Kirchner has here rhythmicized the row of Death’s Victims in the rear plane of the picture, arranging them as strictly parallel constants of the composition, which are then continued just as strictly, but in the opposite direction of movement, in the foreground formed by the dance floor. The front plane of the picture is occupied, on the left and on the right, by the variables of the composition – the human figure and the diabolical figure representing the two conflicting aspects of human existence. For the rear plane of the picture, Kirchner has used a powerful yet harmonious juxtaposition of red and blue, while in the front plane the diabolical figure wears a feathery, diaphanous green garment over a naked body and the human figure is dressed in an expressive yet dignified gown of yellow and black stripes.
From their beginnings in Dresden, dance was one of the central themes of the “Brücke” artists, and especially Kirchner’s. Erich Heckel’s then girlfriend Siddi – later his wife – was a dancer, just as Kirchner’s life companion Erna, whom he met in Berlin in 1911, had also been a dancer at that time. The human being in motion was for Kirchner an essential source of inspiration. The perfection of movement demonstrated by Mary Wigman and her ensemble in Dresden in 1926 and by the dancer Gret Palucca in Davos in 1929 triggered Kirchner’s deepest preoccupation with dance and led to works of the highest and most dynamic quality. For no other motif did Kirchner create so many sketches and such large drawings than for Mary Wigman’s “Dance of Death”.

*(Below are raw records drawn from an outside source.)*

PR #7750, opened 2026-03-09
In component crates, limit use of the icu crate to doctests

musicinmybrain:
As maintainer of most of the ICU4X stack in Fedora, this practice makes it easier for me to run as many tests as possible without downstream patching, and to avoid dependency cycles that interfere with bootstrapping. This is a follow-up to https://github.com/unicode-org/icu4x/pull/7742, where the idea was discussed in more detail, and in which @robertbastian indicated that this change would be welcome.

I tried to cover *all* of the crates, not just the ones we have packaged in Fedora so far. Each commit was tested with `cargo test --all-features` in the directory corresponding to the crate in question.

### DIFF
--- a/components/segmenter/tests/spec_test.rs
+++ b/components/segmenter/tests/spec_test.rs
@@ -117,7 +117,7 @@ fn line_break_test(file: &'static str) {
             test.break_result_utf8.insert(0, 0);
         }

The “Dance of Death”, which Mary Wigman rehearsed with her ensemble in 1926 at the Taschenberg Palace and in the Small Foyer of the Royal Residence in Dresden, also played an important role in Mary Wigman’s own oeuvre. Death was an ever recurring theme in her work and it was in her “Dance of Death II” that it assumed its definitive form. Mary Wigman gives her own account of the painter Ernst Ludwig Kirchner sitting in on these rehearsals – as a “silent partner […] always perceptible and always inspiring” – and doing one drawing, sketch, watercolour or study after another. The scene was constantly pervaded and penetrated by the Expressionist music of Will Goetze. It was a crossover between the arts, entirely in keeping with the intentions of Expressionism, the only movement to find expression in all the arts and a unique aspect of art in German-speaking countries before and after the First World War. It was here in Dresden in 1926 that Expressionism enjoyed one of its most fruitful moments, a kairos par excellence.
Thus Kirchner’s altogether Expressionist painting “Death Dance of Mary Wigman” depicts an equally Expressionist dance scene. While it is still executed in Kirchner’s “tapestry style”, the areas of colour being seemingly woven into a tapestry-like surface, the dark and light-blue contour and “air shadows” of the figures and their stylization already anticipate Kirchner’s “New Style”. While the Expressionist heightening of form, colour and gesture finds its ideal motif and motivation in the “Absolute Dance” of Mary Wigman, it nevertheless rhythmicizes and stylizes it at the same time. Indeed, it is a composition that marks the dramatic climax of Kirchner’s oeuvre.